- Lazarus has been aggressively targeting Japanese crypto companies through phishing
- Lazarus is responsible for several major hacks outside the blockchain industry
- TORN Price at the time of writing – $5.88
According to a joint statement issued by Japan’s National Police and Financial Services Agencies, the state-sponsored cybercriminal organization Lazarus of North Korea has targeted Japanese cryptocurrency businesses.
According to a report from Japan News, phishing and social engineering were used in the attacks. The alleged Lazarus hackers posed as crypto company executives in emails and social media posts in order to communicate with companies they wanted to target.

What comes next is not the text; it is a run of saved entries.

PR #316, opened 2017-03-17
Add SetUri to IConnectionFactory interface

### LINKED ISSUE #312: Consider moving ConnectionFactory.SetUri to an exetension method on IConnectionFactory
If [`SetUri`](https://github.com/rabbitmq/rabbitmq-dotnet-client/blob/master/projects/client/RabbitMQ.Client/src/client/api/ConnectionFactory.cs#L516) was an extension method on `IConnectionFactory`, it would be easier to test code by having a dependency on `IConnectionFactory` instead of `ConnectionFactory`.

kjnilsson:
Also removed Uri properties that cause issues with CLS compliance.

Fixes #312.

### DIFF
--- a/projects/client/RabbitMQ.Client/src/client/api/ConnectionFactory.cs
+++ b/projects/client/RabbitMQ.Client/src/client/api/ConnectionFactory.cs
@@ -271,25 +271,6 @@ namespace RabbitMQ.Client
             }
         }
 
-
-        /// <summary>
-        /// Set connection parameters using the amqp or amqps scheme.
-        /// </summary>
-        [Obsolete("Deprecated: please use SetUri instead.")]
-        public String Uri
-        {
-            set { SetUri(new Uri(value, UriKind.Absolute)); }
-        }
-
-        /// <summary>
-        /// Set connection parameters using the amqp or amqps scheme.
-        /// </summary>
-        [Obsolete("Deprecated: please use SetUri instead.")]
-        public Uri uri
-        {
-            set { SetUri(value); }
-        }
-
         /// <summary>
         /// Dictionary of client properties to be sent to the server.
         /// </summary>
--- a/projects/client/RabbitMQ.Client/src/client/api/IConnectionFactory.cs
+++ b/projects/client/RabbitMQ.Client/src/client/api/IConnectionFactory.cs
@@ -86,6 +86,13 @@ namespace RabbitMQ.Client
         /// </summary>
         string VirtualHost { get; set; }
 
+
+
+        /// <summary>
+        /// Sets the AMQP Uri to be used for connections.
+        /// </summary>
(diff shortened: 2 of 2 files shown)


paulomorgado:
Is there an ETA for this?

Although this commit is mentioned on the release notes for [v4.1.3](https://github.com/rabbitmq/rabbitmq-dotnet-client/compare/v4.1.3...master), it doesn't seem to be on the [respective package](https://www.nuget.org/packages/RabbitMQ.Client/4.1.3).

michaelklishin:
This commit was merged into master. I don't know if this was intentional or not but #312's milestone reflects that correctly.

@paulomorgado you are looking at the changes from 4.1.3 to master. Those changes are not in 4.1.3 by definition.

kjnilsson:
@paulomorgado this commit is included in 5.0.0-pre.4 - released here: https://www.nuget.org/packages/RabbitMQ.Client/5.0.0-pre4

Your comparison above is showing you what has gone into master that isn't in the 4.x branch not the other way around.

michaelklishin:
GitHub displays what tags a commit is "included into" but only in a single commit view, not pull request commit view :/ https://github.com/rabbitmq/rabbitmq-dotnet-client/commit/7c6c2598e6bba2e46e530bfaf5343dba00dec639

paulomorgado:
Any ETA for a non-Pre version of the NuGet package that includes this?

michaelklishin:
When it's done.

paulomorgado:
I fully support that decision!

Any estimate on when it will be done?

😄

michaelklishin:
We don't have an ETA for 5.0 because we don't have the scope for it. Currently there isn't much new stuff in master to warrant a 5.0 release: I don't think we want to go all Chrome with major version bumps. That's in part why we publish preview releases reasonably frequently.

paulomorgado:
How about 4.2 for this change? 😄

michaelklishin:
@kjnilsson WDYT?

paulomorgado:
@kjnilsson WDYT?

kjnilsson:
@paulomorgado I think we shouldn't break compatibility of this interface until v5, however small. What is your specific use-case for this? Regarding the v5 release, one of the issues that is holding us up is: https://github.com/rabbitmq/rabbitmq-dotnet-client/issues/308 which is breaking our release process. I just checked and although there are workarounds it hasn't been addressed properly as yet.

paulomorgado:
@kjnilsson, my use case is creating a connection using an URI for a queue that I'm receiving from an API and I would like to inject an `IConnectionFactory` as a dependency instead of a `ConnectionFactory`.

paulomorgado:
In the meantime, how do I implement `SetUri` over `IConnectionFactory`?

I know where the host, port, user and password go. But where does the SSL information go?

The attackers made off with cryptocurrency after infecting the internal systems of the target companies with malware after making contact.
Lazarus was the lead suspect in a $100 million raid on Harmony Protocol.
Before making any arrests, authorities issued an advisory statement naming the suspect group—a measure that has only been taken five times in Japan’s history.
In addition, the joint statement provided some general security tips, advising potential targets to be cautious when opening emails or hyperlinks and to offline store their private keys.
The NPA said that some of the attacks were successful, but it didn’t say how much was stolen or what happened. The WannaCry ransomware attack in 2017, the Sony Pictures attack in 2014, and a series of cyber raids on pharmaceutical companies in 2020, including COVID-19 vaccine developers AstraZeneca, are all attributed to Lazarus, who moves into crypto.
Lazarus also started stealing cryptographic nine-digit numbers this year. The group was linked in April to the historic attack on Sky Mavis’s Ethereum sidechain Ronin, which cost $622 million.
Then, in June, Lazarus was the main suspect in a raid on Harmony Protocol that cost $100 million.
Lazarus moves into crypto
Harmony’s Horizon bridge, a cross-chain link between Harmony and Ethereum, Binance Chain, and Bitcoin, was the target of the June breach. At the time, Elliptic’s analysis revealed that the similarities between the two cross-chain bridge attacks strongly suggest Lazarus’ involvement.
This year, Lazarus has also targeted crypto exchanges with malware-laden PDFs and fake job listings with links. ESET Labs researchers studying internet security discovered in August that a fictitious Coinbase job listing was actually a Trojan horse used by the group.
Lazarus carried out the attack once more last month by placing phony job advertisements on Crypto.com. One of the reasons cited by the U.S. Treasury for banning the crypto transaction privacy tool Tornado Cash was Lazarus Group’s documented use of it.